Thank you all for your comments! I really, truly appreciate it. I went out with the barn owner this morning and she had me lead. I could feel him tense up at three spots in which he wanted to act up. I drove him through it and he was great! I was especially nervous at the point where he had acted up yesterday, but she told me to focus on something farther up the trail and act like nothing would happen in that spot. He went through it without any issue.

She suggested (and I agreed) that I'm not ready to go out alone yet. It was actually pretty dumb of me to try it. I definitely learned a lot though. In another month, we are going to go out with walkie talkies and ride apart, but with her close enough to "rescue" me if anything goes wrong. I will probably ride a whole lot more confidently knowing that she is out there and maybe he will behave better that way. I really want to learn to be a rider and not a passenger. Riding out alone together seems like a good way to really begin to trust one another. I think I just need to slow it down a realize that this day will come and it's better not to rush it. 

Now the mounting thing is a whole other issue that I will need to create it's own post for.  Thanks again everyone.


----------



## trailhorserider (Oct 13, 2009)

Next time you go out with a friend you might just want to try riding side by side a little distance apart, leap frogging where you lead, then your friend leads, etc. Just practice some separation without it being all or nothing. Riding parallel at a distance, then come back towards eachother, and away again, etc. 

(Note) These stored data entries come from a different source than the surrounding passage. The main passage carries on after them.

PR #34213, opened 2024-10-17
Simplify running tests in a subprocess

ydshieh:
# What does this PR do?

In order to make `running (some individual) tests in a subprocess` work with GPU (cuda), if we use `multiprocessing`, we have to use `spawn`, but this uses pickle and has some limitations that make the necessary changes to the test methods quite big. 

This PR tries to use the `subprocess` module to implement a simpler way to run (some individual) tests in a subprocess.

PR #42206, opened 2025-11-14
Reduce timing on CircleCI - part 1 (Use @slow for IntegrationTests)

ydshieh:
# What does this PR do?

Reduce timing on CircleCI.

Use `@slow` for some IntegrationTests.

Note that, for IntegrationTest class that have `setupClass`, even if a test method is fast, the `setupClass` might still take quite long time, if it downloads models. Even tokenizers may take 3 -5 seconds sometimes

### DIFF
--- a/tests/models/imagegpt/test_modeling_imagegpt.py
+++ b/tests/models/imagegpt/test_modeling_imagegpt.py
@@ -249,6 +249,9 @@ class ImageGPTModelTest(ModelTesterMixin, GenerationTesterMixin, PipelineTesterM
         self.assertEqual(len(scores), generated_length)
         self.assertListEqual([iter_scores.shape for iter_scores in scores], [expected_shape] * len(scores))
 
+    # After #33632, this test still passes, but many subsequential tests fail with `device-side assert triggered`.
+    # We need to put `@slow` whenever `run_test_using_subprocess` is used.
+    @slow
     @run_test_using_subprocess
     def test_beam_search_generate_dict_outputs_use_cache(self):
         super().test_beam_search_generate_dict_outputs_use_cache()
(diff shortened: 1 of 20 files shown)


tests/models/imagegpt/test_modeling_imagegpt.py
```diff
@@ -249,6 +249,9 @@ def _check_scores(self, batch_size, scores, generated_length, config):
         self.assertEqual(len(scores), generated_length)
         self.assertListEqual([iter_scores.shape for iter_scores in scores], [expected_shape] * len(scores))
 
+    # After #33632, this test still passes, but many subsequential tests fail with `device-side assert triggered`.
+    # We need to put `@slow` whenever `run_test_using_subprocess` is used.
+    @slow
```
Cyrilvallez, line 254: I don't see how this can can the case when this is run on the CI? Because it does not have any accelerator available so no `device-side assert triggered`

Probably the issue is only the `@run_test_using_subprocess` which should not be necesary here I think!

Cyrilvallez (approved):
Makes a lot of sense, except the imagegpt one! I think this is unrelated!

tests/models/imagegpt/test_modeling_imagegpt.py
ydshieh: This comment is from my previous PR #34213, and I am sure I did the investigation at that time :-).

This test call the one in the parent class `GenerationTesterMixin` in the file `tests/generation/test_utils.py` and it does use `torch_device`.

Of course, when running on CircleCI, the `torch_device` is CPU and the comment doesn't apply in  this case. But we still need put `run_test_using_subprocess` so the problem won't occur when it's running on GPU enviornment.

I can of course make `run_test_using_subprocess` more flexible to accept some conditions, but it won't be done in this PR .

Let me know your opinion.

ydshieh: Merge now. Will address if there is further comment (which should be in a follow-up PR anyway)

PR #42208, opened 2025-11-14
New docker from AMD

remi-or:
This PR bumps the AMD docker base image because the last one was malfunctioning.


ydshieh (approved):
Thank you!

(This one works well?)

remi-or:
It works _better_ according to AMD! Time will tell I guess

PR #42212, opened 2025-11-14
Update `test_dynamic_cache_exportability_multiple_run` (failing on torch 2.10 nightly)

ydshieh:
# What does this PR do?

See 

https://github.com/pytorch/pytorch/issues/167293#issuecomment-3529014252

The suggestion seems to reasonable since the test name is 

> test_dynamic_cache_exportability_multiple_run


vasqu (approved):
LGTM, my only concern is that we should check for BC (not sure when that way of calling `.DYNAMIC` is supported)

ydshieh:
it's a test, so i won't worry the BC :-)

vasqu:
gotcha, fine by me then :p

PR #42217, opened 2025-11-14
support for a new model_type called blueberry

dustinwloring1988:
This PR adds support for a new `model_type` called **`blueberry`** in the Transformers library. It registers the model type, updates the configuration mapping, and ensures that `AutoConfig` and related utilities correctly recognize and load `blueberry` models.


Rocketknight1:
Hi @dustinwloring1988, are there any pretrained models with this architecture?

dustinwloring1988:
@Rocketknight1 yes I have 2 small ones a base and a chat finetune.

Rocketknight1:
Can you link them? We generally recommend starting with a [custom model](https://huggingface.co/docs/transformers/main/en/custom_models), and only migrating the models into Transformers itself after they have a lot of users, because the team at Hugging Face takes responsibility for maintaining them once they're in the main library!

This is actually a very common problem with horses, and probably has less to little to do with you, so don't feel like it's your fault. A barn sour/ buddy sour horse can be a handful for anyone. Some are easier to fix than others. Yes, rider confidence can help, but it is basically a problem with the horse, not you.

It should be something you guys can overcome as you both gain confidence. You have to gain confidence in yourself and the horse, and the horse has to gain confidence in you, and that nothing scary will happen if it goes out alone. So it should get better as you guys work together more and more. Even riding out with another person a bunch of times before you go solo again should help you and your horse learn to trust each other and give the horse confidence nothing bad is out on the trail waiting to eat him.


----------



## pintophile (May 18, 2011)

Newby32 said:


> Thank you all for your comments! I really, truly appreciate it. I went out with the barn owner this morning and she had me lead. I could feel him tense up at three spots in which he wanted to act up. I drove him through it and he was great! I was especially nervous at the point where he had acted up yesterday, but she told me to focus on something farther up the trail and act like nothing would happen in that spot. He went through it without any issue.
> 
> She suggested (and I agreed) that I'm not ready to go out alone yet. It was actually pretty dumb of me to try it. I definitely learned a lot though. In another month, we are going to go out with walkie talkies and ride apart, but with her close enough to "rescue" me if anything goes wrong. I will probably ride a whole lot more confidently knowing that she is out there and maybe he will behave better that way. I really want to learn to be a rider and not a passenger. Riding out alone together seems like a good way to really begin to trust one another. I think I just need to slow it down a realize that this day will come and it's better not to rush it.
> 
> Now the mounting thing is a whole other issue that I will need to create it's own post for.  Thanks again everyone.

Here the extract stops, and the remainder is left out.